けれども、労災保険は、本人または事業主が労働基準監督署に申請しないと補償は受けられません。労働災害だと思ったら、まず最寄りの労働基準監督署に届け出ましょう。
(2) おもな補償給付
| おもな補償給付 |
書類の交付場所 |
書類の提出先 |
| 療養補償給付(療養の給付請求書) |
労災保険指定病院 |
労災保険指定病院(初診察時) |
| 休業補償給付(休業補償給付請求書) |
労働基準監督署 |
労働基準監督署 |
| 障害補償給付(障害補償給付支給請求書) |
労働基準監督署 |
労働基準監督署 |
| 遺族補償(遺族補償年金支給請求書) |
労働基準監督署 |
労働基準監督署 |
●療養補償給付
労働者が 業務上、または 通勤途中でけがや 病気にかかった 場合に、 治療・ 療養に 必要な 費用が 支払われます。

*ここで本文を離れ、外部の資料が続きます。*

PR #1032, opened 2021-04-14
Add Universal Links for "Try in a Playground" and a download page.

### LINKED ISSUE #934: Better flow for people without the Playgrounds app installed
When people click on "Try in a Playground" without the app installed, they should be taken to a help page that explains the feature and offers the app for download.

I just investigated the technique for this a little bit and it looks like this will be a bit of JavaScript to test for the scheme, followed by a link to the help page.

### LINKED ISSUE #1031: Create AASA file for universal link
From previous setup: add AASA file to be served from `.well-known/apple-app-site-association` with content:

```json
{
    "applinks": {
        "apps": [],
        "details": [
            {
                "appID": "A42K5AU657.com.swiftpackageindex.playgrounds",
                "paths": ["/app/*"]
            }
        ]
    }
}
```

I don't quite remember the significance of `/app/*` in `paths`. I think that might be the deep link to open the app from `swiftpackageindex.com/app/`.

daveverwer:
Fixes #1031 
Fixes #934 

Not ready for merging yet. I need a style for images without a shadow and a better download button, but this is roughly what I think it should look like. All feedback welcome

Screen Shot 2021-04-14 at 20 05 04@2x

Screen Shot 2021-04-14 at 20 08 06@2x


Resources/Markdown/try-package.md
```diff
@@ -0,0 +1,17 @@
+---
+page-title: Try in a Playground
+description: Try any Swift package in a Swift Playground by downloading the Swift Package Index Playgrounds app for macOS.
+---
+
+[download-url]: https://github.com/SwiftPackageIndex/SPI-Playgrounds-Releases/raw/main/releases/SPI-Playgrounds-0.2.0.app.zip
```
Sherlouk, line 6: This feels like it could be frustrating to update in the future - could we duplicate 0.2.0 and call it `SPI-Playgrounds-latest.app.zip` and update that file every time in conjunction with storing each version?

daveverwer: Yea we've been chatting about this today and it won't ship like this. 👍

finestructure: I haven't found a good way to create a redirect or symbolic link to the latest version so I've simply updated our release `Makefile` to take care of the packaging.

It's now as simple as placing the `.app` bundle at the top level, running `make release VERSION=x.y.z`, and then doing `git push`.

The `make` command will copy the zip to `./releases/SPI-Playgrounds-$VERSION.app.zip` for the appcast feed but leave `SPI-Playgrounds.app.zip` at the top level for the latest release download.

The URL for is then: https://github.com/SwiftPackageIndex/SPI-Playgrounds-Releases/raw/main/SPI-Playgrounds.app.zip

I've just pushed 0.3.0 where all this is in place, so this URL is live.

finestructure: One thing we should check: is it ok to use GH as a file share / update service? I wouldn't think we're going to create a lot of traffic but it might trip something up.

daveverwer: > One thing we should check: is it ok to use GH as a file share / update service? I wouldn't think we're going to create a lot of traffic but it might trip something up.

I think we'll be fine, and if we get a warning (which I don't think we will) we can move it to the Azure CDN.

daveverwer:
I'm not very happy with how the image came out, but I've tried three different designs this morning that include the web page menu and this is the one I hate least! 😅


Screen Shot 2021-04-15 at 13 24 28@2x

Screen Shot 2021-04-15 at 13 24 40@2x

daveverwer:
Ready for review.

finestructure (approved):

PR #1043, opened 2021-04-22
Fix pinning of prometheus and grafana on a single node swarm

### LINKED ISSUE #1042: `node.labels.storage_location` cannot be set to both `prometheus_data` and `grafana_data` on `d1`
Prometheus wasn't running anymore on staging due to this. We need separate labels so they can be applied to a single node swarm.

finestructure:
Fixes #1042

### DIFF
--- a/mon.yml
+++ b/mon.yml
@@ -20,7 +20,7 @@ services:
       placement:
         constraints:
           # placement for data persistence
-          - node.labels.storage_location == grafana_data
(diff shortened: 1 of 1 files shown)


finestructure:
Draft until I've confirmed it's working on staging.

finestructure:
Ok, this is working and I've labeled prod as well.

daveverwer (approved):

PR #1061, opened 2021-05-04
Trigger 5.4 builds

finestructure:
I'll trigger this manually on staging before we tag and let this loose on prod.


finestructure:
The index page automatically shows the 5.4 builds, which I don't think is a problem while we're catching up. The table is what's most prominent.

I've updated the html snapshot but I can't run the image snapshot. Could you update that please before we merge? :)

daveverwer:
> The index page automatically shows the 5.4 builds, which I don't think is a problem while we're catching up.

I think it's an advantage. No one is browsing those pages, and it gives *us* a nice way to see what's happening for a package.

daveverwer:
Snapshots updated.

daveverwer (approved):

finestructure:
All good.

CleanShot 2021-05-04 at 10 41 00@2x

PR #1064, opened 2021-05-04
Remove AASA file

finestructure:
There are perhaps other reasons we may need/want an AASA file down the line but perhaps we don't want to keep it around until then?

Just a proposal to remove it in the meantime, it's easy enough to bring it back by reverting this commit.


Sources/App/routes.swift
```diff
@@ -32,14 +32,6 @@ func routes(_ app: Application) throws {
         MarkdownPage(path: req.url.path, "docs/builds.md").document()
     }
 
-    app.get(SiteURL.aasa.pathComponents) { req -> Response in
-        let path = Current.fileManager.workingDirectory()
-            .appending("Resources/apple-app-site-association.json")
```
daveverwer, line 37: We should delete this file too.

daveverwer (approved):
Yep, no need to keep this around. It's in history if we ever need it. Approved pending deletion of that last file I mentioned in the review.

PR #1066, opened 2021-05-04
Catch trigger-builds exceptions

finestructure:
I have no repro but it didn't raise exceptions in manual on staging. Might fix it, it might not, but there's certainly no harm in catch the exceptions.


finestructure:
I don't think it explains the missing triggers though but it'll hopefully remove a red herring and allow the metrics to be reported, for more clarity about what's going on.

daveverwer (approved):

PR #1068, opened 2021-05-05
Removed the "back" link on the SPI Playgrounds app download page

daveverwer:
We're sending people directly to this page from various places, so a JavaScript back button is going to send people all over the place. Better to just describe what they should do.

Also updated the URL to the new subdomain.


finestructure (approved):

finestructure:
This didn't require a snapshot update?

daveverwer:
Nope, it's a markdown file.

finestructure:
Yes, just surprised that we've not rendered that out in a test!

daveverwer:
We render one for testing, but not this one!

※治療補償給付を受けるためにはできるだけ、労災保険の指定病院に行くようにしましょう。指定病院には「療養の給付請求書」という用紙があり、はじめて診察を受けるときにこの用紙を提出すると、労災保険の申請ができ、治療が終わるまでお金を払う必要はありません。労働災害だと思う場合、医療機関で健康保険または国民健康保険を使った場合でも、必ず労働災害保険の申請をしましょう。
●休業補償給付
労働者が 業務上、または 通勤途中で 災害を 受け、その 治療・ 療養のために 休業して、 給料をもらえなかった 場合、その4 日目から 給付基礎日額の60%が 支給されます。
※「休業補償給付支給請求書」(労働基準監督署でもらえます)という用紙を労働基準監督署に提出しましょう。
●障害補償給付
業務上のけがや病気が治っても、身体に一定の障害が残ったときに、支給されます。
●遺族補償給付
労働者が、業務上または通勤途中で死亡した場合、遺族に対して支給されます。